Vu la procédure suivante :
Procédure contentieuse antérieure :
Mme A... B... a demandé au tribunal administratif de Nantes d'annuler la décision du 15 septembre 2021 par laquelle la commission de recours contre les décisions de refus de visa d'entrée en France a rejeté le recours formé contre la décision du 6 juillet 2021 de l'autorité consulaire française à Téhéran (Iran) refusant de lui délivrer un visa de long séjour en qualité d'étudiante.

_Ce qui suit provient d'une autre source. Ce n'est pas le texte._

PR #842, opened 2024-03-13
Added helix model and examples

jfrederik-nrel:
- Added helix wake mixing model
- Added helix turbine power loss model
- Added examples to showcase new functionality

To do's:
- [x] Format code @misi9170 
- [x] Write tests
- [x] Format examples
- [x] Add default tuning parameters for different turbines


examples/inputs/emgauss.yaml
```diff
@@ -47,7 +47,8 @@ wake:
     velocity_model: empirical_gauss
 
   enable_secondary_steering: false
-  enable_yaw_added_recovery: true
+  enable_yaw_added_recovery: false
```
misi9170, line 50: Should `enable_yaw_added_recovery` be changed here to `false`? Ideally, we'd be able to leave this as `true`

examples/inputs/emgauss_iea_15mw.yaml
misi9170, line 1: I'd prefer not to have to add an extra input file---would it instead be possible to add the `helix_wake_exp` and `helix_wake_denominator` terms to examples/inputs/emgauss.yaml, load from that input instead in example 42, and then switch the `turbine_type` to the IEA 15MW?

examples/42_test_helix.py
```diff
@@ -0,0 +1,183 @@
...
+
+
+"""
+Example to test out using helix wake mixing of upstream turbines.
+Helix wake mixing is turned on at turbine 1, off at turbines 2 to 4;
+Turbine 2 is in wake turbine 1, turbine 4 in wake of turbine 3.
+"""
+
+# Grab model of FLORIS and update to helix-enabled turbines
+fmodel = FlorisModel("inputs/emgauss_iea_15mw.yaml")
```
misi9170, line 30: Could we instead add the necessary Helix parameters to inputs/emgauss.yaml; load inputs/emgauss.yaml; and then `set` the `turbine_types` to `["iea_15mw"]`? That would save us adding another example input yaml to keep track of.

misi9170 (changes requested):
@jfrederik-nrel I've noted a handful of small updates that I think would clean this up. 

Then, a slightly bigger question that we have discussed before would be to change the names of `helix_amplitudes` and `helix_frequencies` to be more generic so that they can be used in future wake mixing models (or, if even more generic, perhaps other ways of operating the turbine that are not necessarily for the purpose of wake mixing).

A couple of options would be:
1. `wake_mixing_amplitude` and `wake_mixing_frequency`
2. `blade_pitch_amplitude` and `blade_pitch_frequency` 
3. `pitch_induced_mixing_amplitude` and `pitch_induced_mixing_frequency`

Others might have suggestions for this too!

Changing the names will be a little annoying as they appear in many places throughout Floris, but hopefully find and replace will be pretty effective once we decide on the names...

misi9170:
Another note is that we'll also need to figure out how to handle the helix setpoints in the `UncertainFlorisModel` and `ParallelFlorisModel`. I'd say that for now, it's appropriate for those to simply raise `NotImplementedError`s if helix setpoints are passed in (which I can implement), but it would be good to get others' opinions on that.

examples/42_test_helix.py
jfrederik-nrel: I get where you're coming from, but for now I've left it in for the following reason: the helix parameters are tuned specifically for 15MW simulations, so it feels weird to me to define these helix expansion parameters in a file defined for a turbine for which they aren't calibrated.

misi9170: That makes sense. Perhaps, then, we could instead call this file emgauss_helix.yaml, and have it specify the IEA_15MW as it's turbine (as it already does)? We could then put in the description (or just a comment at the top of the file) that the helix parameters specified are tuned to work with the IEA 15MW turbine.

floris/turbine_library/nrel_5MW.yaml
```diff
@@ -39,6 +39,12 @@ power_thrust_table:
   cosine_loss_exponent_tilt: 1.88
   # Cosine exponent for power loss due to yaw misalignment.
   cosine_loss_exponent_yaw: 1.88
+  # Helix parameters
+  helix_a: 1.802
+  helix_power_b: 4.568e-03
+  helix_power_c: 1.629e-10
```
rafmudaf, line 45: This is a very small number - is the helix model sensitive enough to changes at that order of magnitude? In other words, could this be 0?

tests/conftest.py
```diff
@@ -214,6 +214,11 @@ def __init__(self):
                 "cosine_loss_exponent_tilt": 1.88,
                 "ref_air_density": 1.225,
                 "ref_tilt": 5.0,
+                "helix_a": 1.809,
```
rafmudaf, line 217: These are different from the values in the NREL 5MW file. Should they be consistent?

floris/turbine_library/nrel_5MW.yaml
jfrederik-nrel: I agree that it's small, but it is multiplied by `base_powers`, which is in the order of 1e6. As a result, this sum is more or less the same magnitude as `helix_power_b`.

floris/core/solver.py
```diff
@@ -1290,6 +1335,17 @@ def empirical_gauss_solver(
                 downstream_distance_D[:,:,i],
                 model_manager.deflection_model.yaw_added_mixing_gain
             )
+        # if model_manager.enable_active_wake_mixing:
```
paulf81, line 1338: Delete commented code?

misi9170 (approved):

rafmudaf:
This pull request was squashed into https://github.com/NREL/floris/commit/9da4cbb39d06a7c7d2fb6af1c8f2c5b5192bacc2.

Par un jugement n° 2112374 du 23 mai 2022, le tribunal administratif de Nantes a annulé la décision de la commission de recours contre les décisions de refus de visa d'entrée en France et a enjoint au ministre de l'intérieur de faire délivrer à Mme A... B... le visa de long séjour sollicité dans un délai de deux mois à compter de la notification du jugement.
Procédure devant la cour :
Par une requête, enregistrée le 20 juillet 2022, le ministre de l'intérieur demande à la cour :
1°) d'annuler ce jugement du tribunal administratif de Nantes ;
2°) de rejeter la demande présentée par Mme A... B... devant le tribunal administratif de Nantes.
Il soutient que :
- le refus de visa n'est pas entaché d'erreur de droit dès lors que la requérante ne justifie pas de son inscription définitive à l'université de Paris 1 Panthéon Sorbonne par la seule production d'un accord préalable d'inscription, qui ne constitue pas une preuve d'acceptation dans un établissement français ;
- la production d'une fausse promesse d'embauche en Iran dans un but migratoire constitue un motif d'ordre public justifiant le refus de visa ;
- Mme B... ne justifie pas de moyens de subsistance en France.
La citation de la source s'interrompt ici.